Review: DIY Taxidermy with Charlie Tuesday Gates

It is 8pm on the night before Halloween and I am spending it in a dingy basement with a woman who plays with the dead for a living. Here I am enveloped by air perfumed with incense sticks, but these only thinly camouflage the stench of lifeless flesh that prepares to firmly fasten itself to my nostrils over the course of the evening.

I marvel at taxidermist Charlie Tuesday Gates’ dead animal assemblages arranged on a display table as the seating area begins to swell with guests. She calls these abject creations her “sculptures” and tonight they are up for grabs as £5 raffle ticket prizes. I am both fascinated and repelled simultaneously as the confrontation of all that is dead forces me into a reflexive state; I cannot allow myself to get too comfortable being a voyeur of the deceased. To find pleasure in another’s misfortune stabs at the moral makeup of what it is to be human. I am wholly repulsed yet my stare goes on.

I let my eyes meander over the fissures of the dead animals’ matted feathers, dull furs and mangled claws. I feel self conscious as I cannot help but consume this sight. It is as though I am stuck in a freeze frame with these animals, strung up between two beats of the heart. I stare at limbs that have resigned in the fight for life and left trapped in a scene of perpetual struggle. In the mind’s eye I see the legs of the poor drowned squirrel frantically jostle around and his stomach squirm as it floods with water. I look to the fox’s pained expression and see his parted mouth baring teeth lined like jagged white railings protecting a tongue about to curl around one last ball of oxygen. The torture these animals must have experienced in their last moments makes my heart want to bleed.

Charlie_Gates_Spindle

As Charlie pulls out a curved blade and several flaccid squirrels for audience volunteers to skin she confirms the brutal reality behind her animal finds  – victims of roadkill, rubbish heap discoveries and bodies dumped by wasteful food industries. She makes it clear she is a vegan having witnessed the brutal way animals are killed for our dinner table delights, not to mention the way others are beaten by their owners and left to rot. Perhaps this is why, when Charlie announces that the skinning of her own departed pet cat is to take the limelight, I actually feel somewhat reassured. At least this one died of love. However, through the sound of skin splitting and bones cracking under pliers as she wrestles to rip fur from flesh you may question what kind of “love” this is. I urge you to see her side.
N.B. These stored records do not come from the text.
PR #1482, opened 2025-04-22
feat: client credential registration default

### LINKED ISSUE #1388: Istio Ambient: Envoyfilter updates

chance-coleman:
## Description
In moving uds-core to ambient we need to rework how we implement the envoyfilter used to protect path parameters. In addition to that, in the coming release we will phase out the use of the dynamic client registration in favor client credential registration. This will improve security and decrease complexity when working with istio ambient.

This PR will focus on the following:
1. Change the default keycloak client registration strategy from `auto` to `client_credentials`

## Related Issue

Fixes #1388 

## Type of change

## Checklist before merging


slaskawi (dismissed):

src/keycloak/chart/templates/path-parameter-envoyfilter.yaml
```diff
@@ -23,17 +27,22 @@ spec:
...
-                  local invalid_semicolon = string.match(path, "^[^;]*;[^/]*/")
-                  if invalid_semicolon then
-                    request_handle:respond(
-                      { [":status"] = "400" },
-                      "Path parameters may only appear after the final path segment"
-                    )
+                -- Only apply to keycloak endpoints
+                if host and (
+                  string.match(host, "^sso%.uds%.dev$") or
+                  string.match(host, "^keycloak%.admin%.uds%.dev$")
```
mjnagel: This doesn't take the end-user's domain into account, so it would only work on our dev clusters. I think we could also have this just do a basic equality check with `==` rather than the match here where we have to make it more like a regex (may make it easier when pulling in the end-user domain config).

src/keycloak/chart/templates/path-parameter-envoyfilter.yaml
```diff
@@ -23,17 +27,22 @@ spec:
...
+                      request_handle:respond(
+                        { [":status"] = "400" },
+                        "Path parameters may only appear after the final path segment"
+                      )
+                    end
                   end
                 end
               end
-{{- end }}
+{{- end }}
```
mjnagel: Should we wait to move this to the gateway until https://github.com/defenseunicorns/uds-core/pull/1479, or even until we switch Keycloak to ambient? Until then we're just reducing the protection slightly here, when dynamic client cred could still be in use (even if deprecated).

src/keycloak/chart/templates/path-parameter-envoyfilter.yaml
chance-coleman: Yep good point. Updating to use the `domain` and `adminDomain` values.

src/keycloak/chart/templates/path-parameter-envoyfilter.yaml
chance-coleman: hmm yeah thats good callout..given that it's hopefully in the next release and already have a [PR](https://github.com/defenseunicorns/uds-core/pull/1479) up for removing dynamic client registration, i think it makes sense to move the envoyFilter change to Gateway to that PR.

src/keycloak/chart/templates/path-parameter-envoyfilter.yaml
```diff
@@ -8,12 +8,16 @@ apiVersion: networking.istio.io/v1alpha3
 kind: EnvoyFilter
 metadata:
   name: block-path-parameters-in-non-final-segments
-  namespace: {{ .Release.Namespace }}
+  namespace: istio-system
```
noahpb: Validated locally that on upgrade, helm will cleanup the old resource in the previous namespace.

src/keycloak/chart/templates/path-parameter-envoyfilter.yaml
chance-coleman: chatted in person, going to move envoyFilter changes out of this PR into the follow on PR when we completely remove the dynamic client registration.

mjnagel (approved):

mjnagel:
LGTM - can probably update the PR title/description to reflect that there are no envoyfilter changes in this PR anymore.

slaskawi (approved):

It seems our encounter with death is exacerbated by its visual representation as in all other instances we systematically rid it from sight. It burns to ash, it is scattered, it goes underground, it decomposes. Then we move on. A dead body is not compatible with our ritual pretence at finding the elixir of eternal life. We perform this through building a complex obstacle course of prescription tablets, surgery procedures, hygiene regulations and the next food faddism and lay it all out for the grim reaper hoping he will trip. But in the end he will always come and the truth is we are scared. So to be presented with death on a platter here tonight as it boldly pronounces its dark reality over these carcasses forces us into a dialogue that some of us are simply not prepared to have. One couple in the audience get up and leave. Thankfully Charlie can push the gloom aside.
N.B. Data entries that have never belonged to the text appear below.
PR #1488, opened 2025-04-23
fix(ci): renovate readiness version loop fix

mjnagel:
## Description

Fixes a bug in the logic where "missing images" were also parsed, causing all flavor waits to get added to PRs missing one flavor update.

## Related Issue

N/A

## Type of change

## Steps to Validate

Jest tests updated to catch this and explicitly assert on ONLY the expected labels.

## Checklist before merging

### DIFF
--- a/.github/workflows/pull-request-conditionals.yaml
+++ b/.github/workflows/pull-request-conditionals.yaml
@@ -24,6 +24,7 @@ on:
       - release-please-config.json
       - CODEOWNERS
       - LICENSE
+      - scripts/** # scripts/hacks that are used specifically for non-testing workflows
 
 # Permissions for the GITHUB_TOKEN used by the workflow.
 permissions:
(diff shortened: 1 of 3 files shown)


.github/workflows/pull-request-conditionals.yaml
```diff
@@ -24,6 +24,7 @@ on:
       - release-please-config.json
       - CODEOWNERS
       - LICENSE
+      - scripts/** # scripts/hacks that are used specifically for non-testing workflows
```
slaskawi, line 27: Are you sure this won't block merges due to lacking required CI checks?

slaskawi (approved):
LGTM with one doubts that probably requires confirming

.github/workflows/pull-request-conditionals.yaml
mjnagel: The shim will run the required checks (triggered [here](https://github.com/defenseunicorns/uds-core/blob/renovate-readiness-fix/.github/workflows/docs-shim.yaml#L30)) - I actually missed this change previously so that ONLY the shim runs the required checks. The shim has [stubbed out](https://github.com/defenseunicorns/uds-core/blob/renovate-readiness-fix/.github/workflows/test-shim.yaml) testing that matches the required checks signatures, without actually running the full CI/taking a lot of time.

If this doesn't work as expected, we can always fix on the next PR of this code, but it should match the other ignored files for docs, etc now.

With an ability to remodel death into something not to be feared but loved instead she lets us into the world of making use of lost lives and forgotten memories – and I think the cat Douglas is our access point. We discover he has been frozen for fifteen years ahead of the taxidermy and in her words is “waiting patiently for resurrection”. As though a funeral the demonstration begins to amass ceremonial value through the sharing of photographs and treasured memories. I even start to imagine the stand from which Charlie speaks at become a pulpit. Here taxidermy is a moment of rebirth and she seems excited about the prospect of a reunion with the lost friend.

Now I would be a liar to tell you that the process does not make me squeamish or not want to retch at the smell of exposed insides, but I am convinced the thought of it will soon ebb away. What will remain is the honour of witnessing Douglas being delivered into the next form of life. Focus on this and there lies something beautiful; the rest is merely a by-product.